Are you thinking about fostering a dog? Like many things in life, there are pros and cons to a responsibility of this magnitude. While it can be an enriching experience, it comes with its fair share of challenges. Before making a decision, it’s essential to learn about the advantages and disadvantages you might encounter when fostering dogs.
Pros of fostering dogs
- Pros of fostering dogs
- 1. It’s a learning experience
- 2. It releases you from long-term commitments
- 3. It provides a sense of purpose
- 4. It’s practically free
- Cons of fostering dogs
- 1. You may not meet eligibility requirements
- 2. You may not know their background
- 3. Your property may become damaged
- 4. You may experience heartbreak
- Take a chance
Foster programs offer a second chance at life and transform dogs from shelter animals to pets ready to find their forever families. Here are four tremendous benefits you need to know.
1. It’s a learning experience
One of the greatest benefits of fostering dogs is the ability to learn from the experience. You and your family will have the opportunity to interact with different dog breeds. If you have children, they’ll learn about raising and training pets.
The foster dog will also learn from the experience. When fostered successfully, they’ll have a chance to socialize and begin to trust people. If you have other animals in the home, it also provides an opportunity for them to interact together.
2. It releases you from long-term commitments
When you decide to adopt a dog, you make a lifelong commitment to care for the animal. In many cases, this could mean a 10-15 year responsibility. With fostering, you don’t have such a lengthy commitment to the animal. At most, foster pets are usually in your care for a matter of months rather than years.
Fostering allows you to explore other interests. You may decide after a year that you’re ready to adopt, or you may prefer to stop entirely. Either way, you’re still in control of your time and commitments.
3. It provides a sense of purpose
Fostering can provide a sense of purpose and fill a hole in your life that you may not have known even existed. Research shows that animal companionship can reduce symptoms of depression, calm the mind and promote healthy living. In essence, you are saving the dog’s life, but they might also be saving yours
4. It’s practically free
Unlike personal pets, the rescue center is typically responsible for all of a foster dog’s needs. While you should still check the contract, most arrangements cover food costs, medical care, and vet bills. This means you can enjoy the benefits of pet companionship at a fraction of the usual price of dog ownership.
Cons of fostering dogs
Whenever you introduce a new animal into your life, there’s a potential for challenges to arise. Here are the four most common drawbacks of dog fostering.
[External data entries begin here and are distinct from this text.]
PR #536, opened 2023-03-21
Fix/testing different users

Rieven:
## Changes
While making tests for different users I came across other tests where superuser is used instead of pinpointing what type of member is requesting a view, it is important because different members has different roles and different permissions. For example: a redteamer should be able to upload a CSV with objects to scan that has scan permissions. This PR changes the general use of superuser everywhere.

thanks @Donnype for helping out!


Donnype (dismissed):
Looks like a good refactor given the new fixtures :+1:. It wouldn't hurt to duplicate tests that trigger some crucial superuser/redteamer only functionality with a `client_member` and verify that regular clients do not have the right permissions. But I understand if this is out of scope.

dekkers (dismissed):

dekkers (approved):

1. You may not meet eligibility requirements
Depending on the shelter or rescue group’s requirements, you may not be eligible to foster a dog. Most animals need space to run around and play. If you have other pets, your foster dog will need a quiet area of their own to decompress. If you lack the necessary room in your house, the shelter may prefer you to volunteer rather than foster.
2. You may not know their background
When rescued, sometimes a shelter will discover an animal’s medical history and background, but it may also remain a mystery. When you foster, you may later learn that the animal is sick, pregnant or has experienced abuse. This can significantly influence your foster experience.
When scared, animals can display signs of aggression that foster parents may not be ready to handle. If these triggers are unknown, it could result in dangerous situations for the dog and foster family.
3. Your property may become damaged
After deciding to foster a dog, you may notice unpleasant or disgusting odors, gross markings and loud noises. For the dog, this may be their first time in a house, which means they probably won’t know how to act. As a result, they may make messes and destroy your property. While these behaviors are understandable, they can be costly and upsetting for foster families.
4. You may experience heartbreak
It can feel heartbreaking when it’s time to say goodbye and send your foster pet to their new home. While you know that the experience was beneficial for the dog’s welfare, it can be very upsetting to give them up at the end of the process. Sometimes this is why some foster families decide to adopt their pets.
Take a chance
If you are willing to take a chance, fostering a dog can change your life and theirs. After reviewing these four major pros and cons, you can feel more confident in making a decision. If you are still on the fence, remember that you can return a foster dog if they aren’t a good fit for your household.